I finished adding prefix-sum to svshape, and added some prefix-sum tests which pass! (both for add and sub)

The tests I added are pretty short and to-the-point, but not quite what you were asking for, luke, so if you're happy with their showcase-ability we can mark that as DONE.

https://git.libre-soc.org/?p=openpower-isa.git;a=commitdiff;h=b6a45579add1491f23a06ca5437c5e5e5989e75e

commit b6a45579add1491f23a06ca5437c5e5e5989e75e
Author: Jacob Lifshay <programmerjake@gmail.com>
Date:   Fri Apr 28 01:49:30 2023 -0700

    prefix-sum remap works!

commit 1f451e7846d4561a36a67d38814d814ea59f3802
Author: Jacob Lifshay <programmerjake@gmail.com>
Date:   Fri Apr 28 01:48:03 2023 -0700

    change order to tuple in remap preduce tests/demos to match rest of simulator

commit 7facebc376274d533c49f34f0b296154ab30f044
Author: Jacob Lifshay <programmerjake@gmail.com>
Date:   Fri Apr 28 01:47:12 2023 -0700

    fix <u and >u with int arguments

Comment 18 Luke Kenneth Casson Leighton 2023-04-30 16:55:16 BST

(In reply to Jacob Lifshay from comment #17)
> I finished adding prefix-sum to svshape, and added some prefix-sum tests
> which pass! (both for add and sub)
> 
> The tests I added are pretty short and to-the-point, but not quite what you
> were asking for, luke, so if you're happy with their showcase-ability we can
> mark that as DONE.

yes looks great.

can you cut/paste the pseudocode into the Appendix of REMAP?
https://libre-soc.org/openpower/sv/remap/appendix/

it goes into the RFC and constitutes "questions feedback"
so i can justify putting budget your way for it.

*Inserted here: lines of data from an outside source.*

Issue #1990, opened 2023-09-18
[1987] Add filter for preferred attributions


benedikt-richter:
Add respective filter option in attribution and report view to the existing filter.

--
Part of #1987

davidmundelius:
I will work on this now but cannot assign myself.

PR #2014, opened 2023-09-20
Add filter for preferred attributions

davidmundelius:
### Summary of changes

We add a new filter to attribution view and audit view to filter for preferred attributions.

We want to make it possible for users to mark attributiions as preferred. Therefore we also want a filter for these attributions.

Run the new unit test in src/Frontend/util/__tests__/use-filters.test.tsx.
Open the updated file opossum_input.json from the example-files folder in OpossumUI. Go to attribution view and select the new filter. There should be exactly one attribution in the filtered list.

Fix: #1990


antonbauhofer (commented):
The implemented changes look good to me. The testplan works as expected.

antonbauhofer (approved):

PR #2017, opened 2023-09-20
Add `isRelevantForPreferred` field to external attribution sources

MarkusObendrauf:
### Summary of changes

Add new `isRelevantForPreferred` field to external attribution sources. This field has type optional boolean. If set, it indicates that signals from this source may be 'preferred over' using the preference feature.

If no sources have this field set, then the preference feature is disabled.

We would like for the preference feature to only apply to signals from certain sources.

See unit tests

I have updated the example files `example.opossum` & `opossum_input.json` to include relevant sources. The preferred feature should be enabled on those files. It should be disabled on every other random file you have.


src/Frontend/Components/AttributionColumn/attribution-column-helpers.ts
```diff
@@ -234,10 +235,12 @@ export function getMergeButtonsDisplayState(currentState: {
         currentState.packageInfoWereModified) ||
       currentState.targetAttributionIsPreSelected,
     hideMarkAsPreferredButton:
+      !currentState.isPreferenceFeatureEnabled ||
```
FlorianSchepers, line 238: Optional: A integration test that checks if the button is hidden if the preference Feature is enables, i.e., by using get by text.

FlorianSchepers (approved):
lgtm 

- see one comment in code
- squash commits
- add proper commit message

src/Frontend/Components/AttributionColumn/attribution-column-helpers.ts
MarkusObendrauf: good idea! added one

MarkusObendrauf:
squashed and rebased

Issue #2007, opened 2023-09-19
[1935] Handle pre-selected preferred attributions


benedikt-richter:
When confirming a pre-selected preferred attribution the preferred flag should be dropped. The same is true for confirm globally.

--
Part of https://github.com/opossum-tool/OpossumUI/issues/1935

PR #2018, opened 2023-09-20
Preferred flag is dropped for pre-selected attributions

FlorianSchepers:
### Summary of changes

When creating a manual attribution from a pre-selected external attribution the preferred flag and the list of preferredOverOriginIds are deleted. 

We do not want that new preferred attributions are created automatically via pre-selection.

Run tests in 'importFromFile.test.ts'.

Issue: #2007
Fix: #2007


benedikt-richter (approved):
lgtm

PR #2022, opened 2023-09-20
Cache PanelAttributionData in the manual progress bar worker

MarkusObendrauf:
### Summary of changes

Cache PanelAttributionData in the manual progress bar worker. Then, instead of re-sending it every time we click on a resource, we only re-send it when we save.

Sending this data takes up a significant amount of time when clicking on a folder. By caching the data, navigation speed is improved, at the cost of slower loads.

Open a large file, and measure how long it takes to load a large directory.

We tried it on the biggest file we have and got the following results:
Before: 7 seconds
After: 4 seconds

### DIFF
--- a/src/Frontend/web-workers/contained-manual-attributions-accordion-worker.ts
+++ b/src/Frontend/web-workers/contained-manual-attributions-accordion-worker.ts
@@ -4,23 +4,38 @@
 
 import { DisplayPackageInfosWithCountAndResourceId } from '../types/types';
 import { getContainedManualDisplayPackageInfosWithCount } from '../Components/AggregatedAttributionsPanel/accordion-panel-helpers';
+import { PanelAttributionData } from '../util/get-contained-packages';
+
+let cachedManualData: PanelAttributionData | null = null;
 
 self.onmessage = ({
   data: { selectedResourceId, manualData, panelTitle },
 }): void => {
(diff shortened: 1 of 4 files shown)


src/Frontend/web-workers/contained-manual-attributions-accordion-worker.ts
```diff
@@ -4,23 +4,32 @@
...
-    displayPackageInfosWithCount,
-  };
+  if (manualData !== undefined) {
+    cachedManualData = manualData;
+  }
 
-  self.postMessage({
-    output,
-  });
+  if (selectedResourceId && cachedManualData) {
```
antonbauhofer, line 18: As discussed, I think we should split this up and 

      self.postMessage({
        output: null,
      });

if only `selectedResourceId` is truthy.

antonbauhofer (commented):
Looks good to me. When evaluating the performance on a large app, I found that the loading time was reduced by almost half.
Just consider my comment in the worker.

src/Frontend/web-workers/contained-manual-attributions-accordion-worker.ts
MarkusObendrauf: done

MarkusObendrauf:
squashed and rebased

Comment 19 Luke Kenneth Casson Leighton 2023-05-01 09:25:46 BST

(In reply to Luke Kenneth Casson Leighton from comment #15)
> (In reply to Jacob Lifshay from comment #14)

> > for i in range(0, length, chunk_size):
> >     sum += reduce_chunk(VL=chunk_size)
> > sum += reduce_tail(VL=length % chunk_size)  # dynamic VL here
> 
> drat, you're right.
> 
> of course. okaaay sigh so this involves creating a new Form, with Parallel
> Reduction similar to svshape2 "carving out" its own niche... urrr...

ah. realised there's a complication. VL and MAXVL determines the number
of operations carried out, not the width of the reduction.

for now the tail will have to be done by recursive macros using
immediates manually.

Comment 20 Jacob Lifshay 2023-05-01 09:30:00 BST

(In reply to Luke Kenneth Casson Leighton from comment #19)
> (In reply to Luke Kenneth Casson Leighton from comment #15)
> > (In reply to Jacob Lifshay from comment #14)
> 
> > > for i in range(0, length, chunk_size):
> > >     sum += reduce_chunk(VL=chunk_size)
> > > sum += reduce_tail(VL=length % chunk_size)  # dynamic VL here
> > 
> > drat, you're right.
> > 
> > of course. okaaay sigh so this involves creating a new Form, with Parallel
> > Reduction similar to svshape2 "carving out" its own niche... urrr...
> 
> ah. realised there's a complication. VL and MAXVL determines the number
> of operations carried out, not the width of the reduction.
> 
> for now the tail will have to be done by recursive macros using
> immediates manually.

that's why I'm proposing a svshape with GPR/VL input, so it can calculate the proper VL (which is a little less than 2x bigger but doesn't follow any simple formula I could find).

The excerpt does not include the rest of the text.